A searchable PDF lets you find any word in a scanned document with Ctrl+F. Without OCR, the same document is a stack of images that requires reading page by page. Modern office MFPs include OCR at the scan stage, embedding searchable text into the PDF without a second processing step. The setting is hidden in different menus on different brands.
Optical Character Recognition (OCR) analyses scanned images and identifies the characters, words and sentences they contain. The recognised text is then stored as an invisible layer behind the original image. The PDF still looks identical to the scan, but a text search now finds every occurrence of a word, and the text can be copied and pasted into other documents.
OCR accuracy on modern office MFPs runs around 95 to 99% on clean printed text. Handwriting, low resolution scans, or skewed pages reduce accuracy. The recognised text is searchable but may not be 100% correct for citation purposes; treat OCR output as a search index, not a perfect transcription.
Most office MFPs default to Copy mode. Switch to Scan to Email or Scan to Folder. Both destinations support OCR processing.
The naming varies by brand. Canon labels it "Searchable PDF". Ricoh uses "OCR PDF". Xerox uses "Text PDF". If the option includes "OCR" or "Searchable", it produces the right output.
Most office MFPs sold in Spain default to Spanish OCR. For documents in English, French, German or Catalan, change the OCR language to match. Mixed language documents work but with reduced accuracy.
OCR accuracy degrades below 300 DPI. Most office MFPs default to 200 DPI for scan, which is enough for image reproduction but too low for reliable OCR. Bump to 300 DPI for any document where OCR matters.
Skewed pages reduce OCR accuracy because the engine struggles with diagonal text. Skew correction straightens automatically. Blank page removal trims empty backs of single sided pages so the OCR engine does not spend cycles on nothing.
Open the resulting PDF and try Ctrl+F to search for a word visible in the document. If the search returns results, OCR is working. If it returns nothing, the OCR step did not run; check the file format setting.
A PDF can contain text in three states: invisible OCR text behind images (searchable), visible printed text (searchable), or only images with no text layer (not searchable). The visual appearance is identical across the three. Only the text search reveals which state applies.
A scan saved as PDF without OCR is image only and not searchable. A scan saved as Searchable PDF or processed by Adobe Acrobat's OCR adds the text layer. For routine office work, scan with OCR at the device rather than processing after the fact.
| Setting | For OCR accuracy | For file size |
|---|---|---|
| Resolution | 300 DPI minimum, 400 for poor originals | 300 DPI; higher inflates file size |
| Colour mode | Black and white for text only documents | BW produces smallest files |
| Compression | Medium | High; balance against OCR accuracy |
| Skew correction | On | No file size impact |
| Blank page removal | On | Reduces file size by 5 to 10% |
Three document types resist OCR processing.
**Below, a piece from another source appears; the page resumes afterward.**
PR #1244, opened 2017-01-26
[REEF-1728] Improve logging in the Driver when Evaluator is being closed.

motus:
Better wording in error and log messages during the Evaluator closure process on the Driver side. No changes in functionality in this PR.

OCR is calibrated for printed text. Handwriting accuracy runs around 60 to 80% even on neat samples. Hand written notes, signatures and informal markings remain visible in the scan but the OCR text layer for those sections is unreliable.
Faded carbon copies, old fax printouts, and pencil writing on cream paper produce low contrast scans that the OCR engine struggles to parse. Pre processing (increasing contrast at the scan stage) helps but does not fully solve the problem.
Multi column layouts, sidebars, footnotes and tables produce OCR text that may not preserve the original reading order. The search remains functional, but copy paste of OCR text may produce scrambled paragraph order.
Office MFP OCR scanning suits documents up to roughly 500 pages per session. The OCR processing time adds 0.5 to 1 second per page, so a 100 page document scans and OCRs in around 3 to 4 minutes. Larger volumes work but tie up the device for extended periods; consider scheduling overnight runs for large archive batches.
PDF/A is an archival format with specific embedding rules for fonts and metadata. Many office MFPs offer Searchable PDF and PDF/A as separate options. PDF/A includes OCR text plus the archival constraints. For routine office work, Searchable PDF suffices; for long term archival aligned with ISO 19005 standards, PDF/A is the correct choice.